The metaphor of the park, or more generally of landscape, is an important touchstone here. In this project it is explicitly part of the meaning of the building – devoted as it is to “green culture”. But it also forms a more or less implicit reference in a number of significant recent buildings devoted in some sense to the idea of “the public” in Japan. Foreign Office Architects referred to this metaphor in their Yokohama International Passenger Terminal building, and Toyo Ito has used it at the Sendai Mediatheque and more recently in fluidly twisting “seamless” topologies at Island City in Fukuoka. All these projects are posing the same question: what is an appropriate architecture to express and enable a contemporary conception of the public? It is the metaphor of landscape that has provided an answer, and has yielded a certain architectural aesthetic. In brief, this includes an enthusiasm for organic form and a preference for artful randomness in composition, an explicit lack of monumentality, objecthood or image; and an elision of the categories of interior and exterior.

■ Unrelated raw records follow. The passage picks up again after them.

Issue #389, opened 2019-04-04
Add address information to socket exception or a new exception


bentoi:
We have a number of network failures that occur when dealing with IP addresses (connect and  bind in particular). The IP address is not included in the exception raised for the failure making it difficult in some situation for the user application to figure out the origin of the exception. It would be good to stringify the address and somehow ensure its included with the exception. 

We could add an address member to SocketException or add it to ConnectFailedException and add BindException.

bernardnormier:
We should include the address in the message. Not add a separate field.

PR #4680, opened 2025-12-03
Add optional remote address to ConnectFailedException and other local…

bernardnormier:
… exceptions

This PR adds the remote address in the error messages for some SocketException (but not SocketException itself) in C++.

See #389.


cpp/src/Ice/LocalExceptions.cpp
```diff
@@ -348,10 +348,22 @@ namespace
...
+            return "no error code";
         }
         return IceInternal::errorToString(error);
     }
+
+    string makePrefixWithAddress(string messagePrefix, optional<string> address)
+    {
+        if (address.has_value())
+        {
+            return std::move(messagePrefix) + " (remote address = " + std::move(*address) + ")";
```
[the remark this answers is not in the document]
bernardnormier: I don't understand this comment. `address` (`*address`) is only moved once in this code.

cpp/src/Ice/ios/iAPConnector.mm
```diff
@@ -19,7 +19,7 @@
     EASession* session = [[EASession alloc] initWithAccessory:_accessory forProtocol:_protocol];
     if (!session)
     {
-        throw Ice::ConnectFailedException(__FILE__, __LINE__, 0);
```
bernardnormier, line 22: We should avoid the "0" error code, as it doesn't provide any useful info. Better supply a string with some info about the error.

cpp/src/Ice/LocalExceptions.cpp
```diff
@@ -376,7 +398,7 @@ namespace
     {
         if (error == 0)
         {
-            return "recv() returned zero";
+            return "no error code";
```
bernardnormier, line 401: We often pass "0" when we don't have an error code. Better state that in the error message than some confusing message about recv.

cpp/src/Ice/Network.cpp
```diff
@@ -811,9 +811,16 @@ IceInternal::closeSocket(SOCKET fd)
...
-    return s.str();
+    if (isAddressValid(addr))
+    {
+        ostringstream s;
+        s << inetAddrToString(addr) << ':' << getPort(addr);
+        return s.str();
+    }
+    else
+    {
+        return "";
```
bernardnormier, line 822: This allows me to call `addrToString(addr)` blindly when throwing exceptions. If it's invalid, it's like I didn't provide an address.

bernardnormier (commented):
You'll notice that I didn't change any SSL code, even though SSL transceivers throw ConnectFailedException etc.

It's because it's not easy to get the remote address in this code ... for a follow-up PR.

cpp/src/Ice/LocalExceptions.cpp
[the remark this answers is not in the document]
pepone: I don't understand it either, but what is the point of `std::move(*address)` if we are just creating a new string.

pepone (approved):
> You'll notice that I didn't change any SSL code, even though SSL transceivers throw ConnectFailedException etc.


We can add a method in the Transceiver to do this, so you can ask the delegate to throw the exception.

cpp/include/Ice/LocalExceptions.h
externl, line 1: I'm not really a big fan of having so many overloads. For the 11 times we throw this exception we should just fill out all the parameters.

cpp/src/Ice/LocalExceptions.cpp
externl: I think we should rework this. All of this confusion comes from the overloads. recv() returning zero is still relevant in the places it was intended.

cpp/src/Ice/LocalExceptions.cpp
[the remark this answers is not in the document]
bernardnormier: Probably not that useful. My idea was to use operator+ overload (8):
https://en.cppreference.com/w/cpp/string/basic_string/operator%2B

externl (approved):

cpp/src/Ice/LocalExceptions.cpp
bernardnormier: No, the confusion comes from the use of "0" to mean "I don't know and I am too lazy to provide a proper message". We should indeed fix all these instances.

cpp/src/Ice/StreamSocket.cpp
```diff
@@ -190,7 +190,7 @@ StreamSocket::read(char* buf, size_t length)
 #endif
         if (ret == 0)
         {
-            throw Ice::ConnectionLostException(__FILE__, __LINE__, 0);
+            throw Ice::ConnectionLostException(__FILE__, __LINE__, 0, addrToString(_addr));
```
InsertCreativityHere: Is this also somewhere where we should avoid supplying a `0` error code?

cpp/src/Ice/StreamSocket.cpp
```diff
@@ -248,7 +248,7 @@ StreamSocket::write(const char* buf, size_t length)
...
```
InsertCreativityHere: Same

cpp/src/Ice/LocalExceptions.cpp
```diff
@@ -348,10 +348,22 @@ namespace
...
         }
         return IceInternal::errorToString(error);
     }
+
+    string makePrefixWithAddress(string messagePrefix, optional<string> address)
+    {
+        if (address.has_value() && !address->empty())
+        {
+            return std::move(messagePrefix) + " (remote address = " + *address + ")";
```
InsertCreativityHere, line 360: Is this move here really necessary?
Return-Value-Optimization doesn't work because we concatenate onto it?

InsertCreativityHere (approved):

cpp/src/Ice/LocalExceptions.cpp
bernardnormier: Yes, that's correct.

cpp/src/Ice/StreamSocket.cpp
bernardnormier: Yes, fixed.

Such principles, contemporary extensions of the modernist concerns of spatial coherence and abstraction, are certainly to be found at Hanamidori. But here there is a certain terseness of treatment, and a refusal to abandon the figurative possibilities of architectural form-making, that I find fresh – aspects also shared by the surrounding parkscape. It is like a Toyo Ito building drawn with a spraycan. Bow-Wow’s residential work shows an infectious enthusiasm for engaging this figural dimension of architecture. This sensibility can be found laced throughout Hanamidori – in the strangely gawky cylinders that are faintly reminiscent of a cluster of Dogon dwellings, or in details such as the cartoon-like stools or the flower-like lighting poles.
But in spite of such spatial and formal elaborations, the key question at the core of the public aspirations of this architecture remains unresolved: how to occupy – to activate – all these flowing, smooth, undulating, undefined spaces? One common response – interactive technology – is in my view a red herring. At Hanamidori, there is such a system, dubbed “SIMPLE”, that projects interactive educational imagery onto the floors and walls of a couple of the cylinders. But, unsurprisingly, the end result is pretty lame. Inadequate projection brightness rendered it almost invisible, and the technology that links the viewer’s body to the projected imagery – essential for the interactivity to work – was unreliable. Carefully designed furniture offers a more promising direction of investigation.
Hanamidori succeeds most when it draws inspiration from the eclectic peculiarities of the park that it forms a part of. The blunt cylinders with their penetrations resembling eyes and mouths; the soft and hairy hem of the roof line, the laconic directness of its plywood furniture – these elements all seem to gently assert their individuality against any purifying impulse towards aesthetic coherence. And at these moments, the building is almost at home.